How to complete this task. Look for the word "binplacing" in the records, and copy each line where it appears.
##### Data for analysis #####
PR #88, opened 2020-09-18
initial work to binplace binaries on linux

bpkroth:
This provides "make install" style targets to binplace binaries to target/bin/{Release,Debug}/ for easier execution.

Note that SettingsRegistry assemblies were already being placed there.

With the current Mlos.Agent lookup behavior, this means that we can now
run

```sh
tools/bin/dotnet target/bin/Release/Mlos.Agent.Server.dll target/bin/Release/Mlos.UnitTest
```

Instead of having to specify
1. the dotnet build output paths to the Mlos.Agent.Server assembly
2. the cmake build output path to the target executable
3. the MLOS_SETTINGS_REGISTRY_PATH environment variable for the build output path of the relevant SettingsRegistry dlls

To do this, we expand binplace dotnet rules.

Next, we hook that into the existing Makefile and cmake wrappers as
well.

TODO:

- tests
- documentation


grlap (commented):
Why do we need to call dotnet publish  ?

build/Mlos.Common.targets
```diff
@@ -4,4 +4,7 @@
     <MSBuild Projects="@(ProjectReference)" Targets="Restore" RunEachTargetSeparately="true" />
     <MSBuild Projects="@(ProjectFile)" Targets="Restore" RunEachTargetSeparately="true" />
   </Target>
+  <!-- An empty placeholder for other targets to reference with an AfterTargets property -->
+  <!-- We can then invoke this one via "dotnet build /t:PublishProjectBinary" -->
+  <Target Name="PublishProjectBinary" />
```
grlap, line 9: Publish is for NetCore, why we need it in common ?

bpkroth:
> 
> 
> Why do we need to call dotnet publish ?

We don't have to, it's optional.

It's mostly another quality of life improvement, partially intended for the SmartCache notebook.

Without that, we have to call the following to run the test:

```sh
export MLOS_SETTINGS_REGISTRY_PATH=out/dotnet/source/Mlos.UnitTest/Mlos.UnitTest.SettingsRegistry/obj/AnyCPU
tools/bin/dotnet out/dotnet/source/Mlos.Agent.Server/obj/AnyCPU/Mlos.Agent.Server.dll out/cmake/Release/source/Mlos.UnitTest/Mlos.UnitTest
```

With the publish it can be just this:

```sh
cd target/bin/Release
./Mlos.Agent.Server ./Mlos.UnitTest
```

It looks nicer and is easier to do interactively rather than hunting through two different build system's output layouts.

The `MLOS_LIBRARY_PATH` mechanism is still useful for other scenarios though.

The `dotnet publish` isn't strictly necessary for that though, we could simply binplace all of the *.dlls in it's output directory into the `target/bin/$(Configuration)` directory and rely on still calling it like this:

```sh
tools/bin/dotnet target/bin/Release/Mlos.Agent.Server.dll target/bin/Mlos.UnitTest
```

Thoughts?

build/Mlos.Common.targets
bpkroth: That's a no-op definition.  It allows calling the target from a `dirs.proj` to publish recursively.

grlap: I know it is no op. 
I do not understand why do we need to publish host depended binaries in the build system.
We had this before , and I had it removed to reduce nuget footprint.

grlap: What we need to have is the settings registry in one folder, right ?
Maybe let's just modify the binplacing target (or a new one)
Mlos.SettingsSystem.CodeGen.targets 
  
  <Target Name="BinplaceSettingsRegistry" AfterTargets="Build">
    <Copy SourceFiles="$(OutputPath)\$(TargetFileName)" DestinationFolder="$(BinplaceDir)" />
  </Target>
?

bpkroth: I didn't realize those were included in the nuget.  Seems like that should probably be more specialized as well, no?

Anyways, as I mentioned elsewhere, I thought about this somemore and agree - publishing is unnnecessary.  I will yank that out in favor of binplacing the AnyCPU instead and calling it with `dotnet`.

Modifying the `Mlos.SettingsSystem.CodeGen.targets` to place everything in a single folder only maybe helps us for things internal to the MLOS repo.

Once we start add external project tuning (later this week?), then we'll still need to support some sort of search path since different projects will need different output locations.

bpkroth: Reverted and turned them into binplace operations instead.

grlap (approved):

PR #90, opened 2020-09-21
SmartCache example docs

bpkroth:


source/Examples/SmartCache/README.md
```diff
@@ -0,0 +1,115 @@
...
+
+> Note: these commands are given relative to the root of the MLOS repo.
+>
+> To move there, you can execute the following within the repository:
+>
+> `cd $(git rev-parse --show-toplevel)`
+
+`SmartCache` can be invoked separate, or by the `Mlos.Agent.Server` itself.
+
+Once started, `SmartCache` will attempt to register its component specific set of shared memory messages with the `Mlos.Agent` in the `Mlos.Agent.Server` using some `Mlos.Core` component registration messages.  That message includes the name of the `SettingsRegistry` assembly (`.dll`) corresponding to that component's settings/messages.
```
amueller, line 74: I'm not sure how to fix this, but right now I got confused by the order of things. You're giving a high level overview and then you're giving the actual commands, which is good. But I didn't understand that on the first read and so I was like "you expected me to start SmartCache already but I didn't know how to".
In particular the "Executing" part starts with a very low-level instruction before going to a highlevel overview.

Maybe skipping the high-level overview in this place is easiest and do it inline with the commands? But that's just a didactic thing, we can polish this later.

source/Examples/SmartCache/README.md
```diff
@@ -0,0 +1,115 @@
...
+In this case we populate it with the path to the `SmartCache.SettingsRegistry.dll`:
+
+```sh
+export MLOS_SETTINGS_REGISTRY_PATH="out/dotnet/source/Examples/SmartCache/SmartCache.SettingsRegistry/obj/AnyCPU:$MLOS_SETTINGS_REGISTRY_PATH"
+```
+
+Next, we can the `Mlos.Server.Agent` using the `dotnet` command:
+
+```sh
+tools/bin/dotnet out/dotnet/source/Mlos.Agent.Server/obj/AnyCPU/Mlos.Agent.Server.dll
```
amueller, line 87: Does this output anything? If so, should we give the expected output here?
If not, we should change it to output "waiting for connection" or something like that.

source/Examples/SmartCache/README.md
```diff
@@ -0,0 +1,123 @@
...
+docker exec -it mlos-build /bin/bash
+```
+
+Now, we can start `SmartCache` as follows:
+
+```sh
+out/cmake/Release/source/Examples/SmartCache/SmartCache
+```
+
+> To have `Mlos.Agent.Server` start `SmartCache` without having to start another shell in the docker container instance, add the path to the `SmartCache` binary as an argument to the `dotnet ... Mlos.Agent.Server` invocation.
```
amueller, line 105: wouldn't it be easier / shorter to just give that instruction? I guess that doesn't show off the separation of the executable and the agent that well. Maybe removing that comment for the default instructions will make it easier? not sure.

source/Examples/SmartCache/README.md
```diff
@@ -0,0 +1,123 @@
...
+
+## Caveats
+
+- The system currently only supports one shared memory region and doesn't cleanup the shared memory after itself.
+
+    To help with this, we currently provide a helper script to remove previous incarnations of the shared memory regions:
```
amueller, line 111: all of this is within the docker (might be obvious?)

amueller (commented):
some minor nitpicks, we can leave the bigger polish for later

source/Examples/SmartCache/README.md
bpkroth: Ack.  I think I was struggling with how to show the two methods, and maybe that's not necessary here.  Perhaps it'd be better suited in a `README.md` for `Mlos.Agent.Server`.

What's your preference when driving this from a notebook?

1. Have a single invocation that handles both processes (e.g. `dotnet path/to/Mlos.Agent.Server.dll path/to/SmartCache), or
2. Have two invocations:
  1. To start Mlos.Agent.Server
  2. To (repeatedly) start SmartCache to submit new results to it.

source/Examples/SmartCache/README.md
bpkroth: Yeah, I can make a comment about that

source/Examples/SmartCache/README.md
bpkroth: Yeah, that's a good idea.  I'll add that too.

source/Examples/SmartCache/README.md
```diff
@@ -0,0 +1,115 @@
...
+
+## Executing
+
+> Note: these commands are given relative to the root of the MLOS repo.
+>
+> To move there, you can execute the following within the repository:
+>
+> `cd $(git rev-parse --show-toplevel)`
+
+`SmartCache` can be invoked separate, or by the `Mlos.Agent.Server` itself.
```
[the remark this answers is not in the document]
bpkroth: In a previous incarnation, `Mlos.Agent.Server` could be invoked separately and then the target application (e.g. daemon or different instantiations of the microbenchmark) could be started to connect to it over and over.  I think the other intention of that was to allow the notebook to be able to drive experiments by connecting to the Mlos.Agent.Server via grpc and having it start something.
#####
Solution for this exercise.
Maybe let's just modify the binplacing target (or a new one)
Anyways, as I mentioned elsewhere, I thought about this somemore and agree - publishing is unnnecessary.  I will yank that out in favor of binplacing the AnyCPU instead and calling it with `dotnet`.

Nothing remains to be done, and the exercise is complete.